HERR*SOMMER-夏目

現代ドイツ作家・詩人の紹介を主に・・・

*「ライラックの花」とゲットー : -4.

 ラーベは28歳のとき南ドイツに旅をし、地方の文化や市民生活に触れ、人の歓びを目の当たりにした。 ライプツィッヒやドレスデンでは、何人かの作家にも接し、その一人は当時43歳のフライターク。彼の代表作は「借りと貸し」Soll und Haben。もう1人は48歳のグツコウ。彼の「精神の騎士たち」は全9巻の厖大(ぼうだい)な社会小説。 

ラーベはプラークにも立ち寄り、ユダヤ人墓地を訪れる。それで、のちに「ライラックの花」(生命の家の思いで)を書く。:

   一千年も前から、ゲットーにユダヤ人が閉じ込められ、ユダヤ人の死者も葬られていた。太陽は輝き春であった。ときおり微風がライラックを揺する。と、墓地の上には甘い薫が満ちていた。 なのに、次第に息苦しくなる。それは、この墓地がベト・ハイム、"生命の家"と呼ばれていたからだ。                                  谷口 ・訳         

                      *                                * フライターク、G. Freytag 1816- 95 :         ディケンズに範をとり、長編「借りと貸し」Soll und Habenを 50年に発表。没落していく貴族と勃興する市民との有様を写実的に描いたもの。         

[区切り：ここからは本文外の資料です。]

PR #1450, opened 2026-07-05
Remove PyBIDS `get_associations()` for JSON sidecars

MaximeBICMTL:
PyBIDS' `get_associations()` is bugged, see https://github.com/bids-standard/pybids/issues/1253, avoid this function to get JSON sidecars.

I did not change the code for `events` and `physio` files as I am not sure of the exact expected behavior.

Note that as a general principle, I don't think we should use PyBIDS for our BIDS utils, our needs are just too different.


cmadjar (approved):

cmadjar:
@MaximeBICMTL this one too will need a rebase on 29.0-release to fix the tests

PR #1451, opened 2026-07-05
Re-add `InsertTime` default

MaximeBICMTL:
In #1429, I removed the explicit `InsertTime` values for some records because they were explicitly defined in the schema. However, I forgot that our schema defaults are incorrect, as those are the 0 timestamps rather than the current time.

Short-term fix (this PR): re-add explicit `InsertTime` where incorrect defaults are used.

Long-term fix: fix the LORIS schema.

### DIFF
--- a/python/lib/imaging_lib/file.py
+++ b/python/lib/imaging_lib/file.py
@@ -1,5 +1,5 @@
 import getpass
-from datetime import date
+from datetime import date, datetime
 from pathlib import Path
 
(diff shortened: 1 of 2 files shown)


cmadjar:
@MaximeBICMTL this will need rebase once https://github.com/aces/Loris-MRI/pull/1458 is merged on the repo.

cmadjar (approved):

PR #1454, opened 2026-07-06
Fix environment file to source python environment first

cmadjar:
# Description

When sourcing the python environment, the `PATH` variable gets reset which causes the MINC tools and the perl script to fail. Moved the Python virtual environment sourcing at the top of the template_environment file to fix this issue.

### DIFF
--- a/install/templates/environment_template
+++ b/install/templates/environment_template
@@ -1,7 +1,7 @@
 PROJECT=%PROJECT%
 MINC_TOOLKIT_DIR=%MINC_TOOLKIT_DIR%
 
-# for the Python scripts
+# source the Python environment first so that other environment variables are added to this environment
 export LORIS_MRI=/opt/${PROJECT}/bin/mri
 source /opt/${PROJECT}/bin/mri/.venv/bin/activate
 
--- a/install/templates/environment_template
+++ b/install/templates/environment_template
@@ -1,6 +1,10 @@
 PROJECT=%PROJECT%
 MINC_TOOLKIT_DIR=%MINC_TOOLKIT_DIR%
 
+# for the Python scripts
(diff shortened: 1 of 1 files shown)


MaximeBICMTL:
I am ok with this PR being merged, but I am not sure about the diagnostic of the issue. Sourcing a Python environment should not reset the PATH but only prepend to it I think.

**(after some investigation)**

Here is my `activate` file, with irrelevant parts removed for clarity:
```
(.venv) lorisadmin@loris:/opt/loris/bin/mri$ cat .venv/bin/activate
# This file must be used with "source bin/activate" *from bash*
# you cannot run it directly

deactivate () {
    # reset old environment variables
    if [ -n "${_OLD_VIRTUAL_PATH:-}" ] ; then
        PATH="${_OLD_VIRTUAL_PATH:-}"
        export PATH
        unset _OLD_VIRTUAL_PATH
    fi

    # ...
}

# ...

_OLD_VIRTUAL_PATH="$PATH"
PATH="$VIRTUAL_ENV/"bin":$PATH"
export PATH

# ...

# Call hash to forget past commands. Without forgetting
# past commands the $PATH changes we made may not be respected
hash -r 2> /dev/null
```

I think the issue is with the `_OLD_VIRTUAL_PATH` variable. Sourcing a new Python virtual environment deactivates the previous one, which does remove environment variables that were added to it. IMO the likely issue is that for some reason another virtual environment is sourced before sourcing the LORIS-MRI `environment` file (probably another line in the `.bashrc` file). So moving sourcing of the virtual environment to the top of the file does seem like a good fix, however, I would also update the file comments to specify that sourcing the environment is done first so that other environment variables are added to this environment specifically.

MaximeBICMTL (approved):

PR #1460, opened 2026-07-09
Fix BIDS scans.tsv row rename

MaximeBICMTL:
## Description

Fix a bug in the BIDS importer where if the BIDS file is renamed (which notably happens for no-session dataset), the BIDS row copied in the LORIS `scans.tsv` file contained the old name instead of the new one.

## Architecture

This PR moves the "update `scans.tsv` file operation" from the top-level to each acquisition import, and add a little factorization in related areas:
- Use a `Path` variable instead for the scan file path of a raw string in `BidsTsvRow`.
- Return an informative result from the `import_bids_acquisitions.importer` function (used by MRI and soon MEG), which is used by the `scans.tsv` code.
- There is some duplication with the `Eeg` code but that is expected given the current split between typed and untyped artchitecture.

### DIFF
--- a/python/loris_bids_importer/src/loris_bids_importer/acquisitions.py
+++ b/python/loris_bids_importer/src/loris_bids_importer/acquisitions.py
@@ -1,11 +1,50 @@
 from collections.abc import Callable
+from dataclasses import dataclass
+from enum import Enum
+from pathlib import Path
 from typing import TypeVar
 
+from lib.db.models.session import DbSession
 from lib.env import Env
 from lib.logging import log, log_error
 from loris_bids_utils.info import BidsAcquisitionInfo
 
+from loris_bids_importer.copy_files import add_bids_scan_row, get_loris_scans_path
 from loris_bids_importer.env import BidsImportEnv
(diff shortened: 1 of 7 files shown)


cmadjar:
> Fix a bug in the BIDS importer where if the BIDS file is renamed (which notably happens for no-session dataset), the BIDS row copied in the LORIS `scans.tsv` file contained the old name instead of the new one.

Why would you put the old name in the copied scans.tsv file instead of the new name? That would technically make the BIDS data in the LORIS scans.tsv invalid. Unless I misunderstood your comment?

MaximeBICMTL:
@cmadjar 
> Why would you put the old name in the copied scans.tsv file instead of the new name? That would technically make the BIDS data in the LORIS scans.tsv invalid. Unless I misunderstood your comment?

My sentence could have been made clearer but I was describing the past behavior before this PR here (past versions of LORIS Python). After this PR the LORIS `scans.tsv` file uses the new name as expected 👍

cmadjar (approved):

PR #1461, opened 2026-07-09
Add a few test plans to the `docs/test_plans` directory

cmadjar:
# Description

This adds a few example test plans to the repository for the following scripts (test plans extracted from https://github.com/orgs/aces/projects/70):
- perl script
    - mass_nii.pl
- python scripts
    - mass_nifti_pic.py
    - run_dicom_archive_loader.py
    - run_dicom_archive_validation.py
    - run_nifti_insertion.py
    - run_push_imaging_files_to_s3_pipeline.py

### DIFF
--- a/docs/test_plans/perl/mass_nii.md
+++ b/docs/test_plans/perl/mass_nii.md
@@ -1,0 +1,18 @@
+# Test plan for `mass_nii.pl`
+
+## Manual tests
+
+- If not already done, source the environment file: `source /opt/Loris-MRI/bin/mri/environment`
+
+- run `mass_nii.pl -help` and ensure the help for the script gets printed
+
+- remove NIfTI images for UploadID 106 (linked to TarchiveID 56)
+     - remove pics from the filesytem using `rm /data/Loris-MRI/data/assembly/400168/V2/mri/native/*nii  /data/Loris-MRI/data/assembly/400168/V2/mri/native/*bval  /data/Loris-MRI/data/assembly/400168/V2/mri/native/*bvec`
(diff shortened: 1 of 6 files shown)


MaximeBICMTL:
I am not completely against this PR being merged but I feel that the tests plans should be improved before merging.

1. There are some duplicated instructions like "make sure the environment is sourced" and "make sure the --help options works and is up-to-date". Instead of repeating each of these for each script, I would make some general "CLI tools testing instructions" files that describe those repetitive commands, and we can then link these files in each script test plan instead of repeating the instructions (which should make the plans a lot consistent).

2. There is also some information that is too coupled to the code and like specific error messages or the list of implemented integration tests. I would avoid putting those in the test plans, as they will likely get outdated too quickly (some may already be). 

3. There are also some instructions that are very coupled to the testing data. While I think it is good to provide commands to run for the tester, I think we may want to have separate sections for "testing instructions", that describe instructions applicable to any corresponding data, and "testing data", that describe where to find corresponding data on a standard Raisinbread installation and how to prepare Raisinbread for testing. Also, I think that things like "ensure 5 rows have been created" are too precise and should rather be implemented as integration tests. I would instead put more general instructions like "ensure the tables X, Y, and Z have been populated" and more importantly "ensure that the data is visible in LORIS in the X module".

4. Regarding formatting, I would like if full sentences all correctly start with an uppercase and end with a dot. I would also avoid ASCII art like => in prose text.

cmadjar:
@MaximeBICMTL Thanks for the review. I will merge this for the folder structure so others can copy over the test plans. I will send a separate PR to include some of your comments.

PR #856, opened 2020-12-14
WIP: Solver patches

phkahler:
This is just 3 of the Evil Spirit solver patches with manual tweaking to get them to build against master.


phkahler:
These versions can be individually applied and compiled, which I can't do with the originals. Also no memory leaks so far. No big performance wins that I noticed either...

Evil-Spirit:
For testing SolveBySubstitution you just need to use drawing with HV, pt-pt-coincident only constraints (like drawing plan of builing).

PR #860, opened 2020-12-16
Fix selection bugs

vespakoen:
I noticed that sometimes normals would get selected even when I didn't select them.
So I added some code to visualise the bounding boxes, which showed me this:

Screenshot 2020-12-16 at 17 21 16

Notice the little yellow dots around the center of the drawing, these are the normals of the arcs.

I then also noticed that when in "3d view", the selection didn't work sometimes, this was caused by the selection marquee only having a "depth" of 1 ... "unit" ?

This PR fixes both of these things, I wonder though, if for the BBox we should add a "FlatOverlap / Overlap2d" check that ignores the Z value, right now I am using the VERY_NEGATIVE and VERY_POSITIVE values for the Z range which is not optimal.

Here is the code for drawing the BBoxes by the way if anyone is interested:

```
+        // Draw the bboxes
+        Entity *e;
+        for(e = SK.entity.First(); e; e = SK.entity.NextAfter(e)) {
+            if(e->group != SS.GW.activeGroup) continue;
+            if(e->IsFace() || e->IsDistance()) continue;
+            if(!e->IsVisible()) continue;
+            bool entityHasBBox;
+            BBox entityBBox = e->GetOrGenerateScreenBBox(&entityHasBBox);
+            if (entityHasBBox) {
+                uiCanvas.DrawRect((int)(entityBBox.minp.x - 1) + (int)camera.width / 2,
+                    (int)(entityBBox.maxp.x + 1) + (int)camera.width / 2,
+                    (int)(entityBBox.minp.y - 1) + (int)camera.height / 2,
+                    (int)(entityBBox.maxp.y + 1) + (int)camera.height / 2,
+                    /*fillColor=*/Style::Color(Style::HOVERED).WithAlpha(25),
+                    /*outlineColor=*/Style::Color(Style::HOVERED));
+            }
+        }
```

I added that code right underneath the following code in draw.cpp:

```
    // If a marquee selection is in progress, then draw the selection
    // rectangle, as an outline and a transparent fill.
    if(pending.operation == Pending::DRAGGING_MARQUEE) {
        Point2d begin = ProjectPoint(orig.marqueePoint);
        uiCanvas.DrawRect((int)orig.mouse.x + (int)camera.width / 2,
                          (int)begin.x + (int)camera.width / 2,
                          (int)orig.mouse.y + (int)camera.height / 2,
                          (int)begin.y + (int)camera.height / 2,
                          /*fillColor=*/Style::Color(Style::HOVERED).WithAlpha(25),
                          /*outlineColor=*/Style::Color(Style::HOVERED));
```

I wonder if the Z range was intentional to not select "all the way through". However, If that was the case I guess it would be better to only select visible things in stead of only selecting things around Z=0

### DIFF
--- a/src/draw.cpp
+++ b/src/draw.cpp
@@ -207,8 +207,8 @@ void GraphicsWindow::MakeSelected(Selection *stog) {
 //-----------------------------------------------------------------------------
 void GraphicsWindow::SelectByMarquee() {
     Point2d marqueePoint = ProjectPoint(orig.marqueePoint);
-    BBox marqueeBBox = BBox::From(Vector::From(marqueePoint.x, marqueePoint.y, -1),
-                                  Vector::From(orig.mouse.x,   orig.mouse.y,    1));
+    BBox marqueeBBox = BBox::From(Vector::From(marqueePoint.x, marqueePoint.y, VERY_NEGATIVE),
+                                  Vector::From(orig.mouse.x,   orig.mouse.y,   VERY_POSITIVE));
 
     Entity *e;
     for(e = SK.entity.First(); e; e = SK.entity.NextAfter(e)) {
--- a/src/drawentity.cpp
+++ b/src/drawentity.cpp
@@ -64,7 +64,7 @@ BBox Entity::GetOrGenerateScreenBBox(bool *hasBBox) {
         Vector proj = SS.GW.ProjectPoint3(PointGetNum());
         screenBBox = BBox::From(proj, proj);
     } else if(IsNormal()) {
-        Vector proj = SK.GetEntity(point[0])->PointGetNum();
+        Vector proj = SS.GW.ProjectPoint3(SK.GetEntity(point[0])->PointGetNum());
         screenBBox = BBox::From(proj, proj);
     } else if(!sbl->l.IsEmpty()) {
         Vector first = SS.GW.ProjectPoint3(sbl->l[0].ctrl[0]);
--- a/src/drawentity.cpp
+++ b/src/drawentity.cpp
@@ -70,7 +70,7 @@ BBox Entity::GetOrGenerateScreenBBox(bool *hasBBox) {
         Vector first = SS.GW.ProjectPoint3(sbl->l[0].ctrl[0]);
         screenBBox = BBox::From(first, first);
         for(auto &sb : sbl->l) {
-            for(int i = 0; i < sb.deg; ++i) { screenBBox.Include(SS.GW.ProjectPoint3(sb.ctrl[i])); }
+            for(int i = 0; i <= sb.deg; ++i) { screenBBox.Include(SS.GW.ProjectPoint3(sb.ctrl[i])); }
         }
     } else
         ssassert(false, "Expected entity to be a point or have beziers");


phkahler:
Those bounding boxes don't make sense to me. They don't seem to bound anything properly? It's also not clear what the bug was that this fixes. You could have opened an issue to report and discuss the bug :-)

vespakoen:
Those bounding boxes are "debug information", they are not added in this PR, but they were used in the process of fixing the bug.

The actual bug is that the bounding box for normals, which the marquee selection box is compared with, are in the wrong place, see:

Screenshot 2020-12-17 at 15 56 06

Those "dots" are the bounding boxes for the normals of the arcs in other places of the drawing.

*グツコウ、K. Gutzkow. 1811-  78.:<若きドイツ派>の代表者。

  全4500ページからなる小説「精神の騎士たち」Die Ritter von Geiste.1850-51には、あらゆる階層の人が登場、当時の社会の実相が描かれた。 

*「ライラックの花」  Holunder-blute. 32歳の作。

・この短篇の全訳は、上智大学独文論集18.  1981.S.31 以下に掲載されている。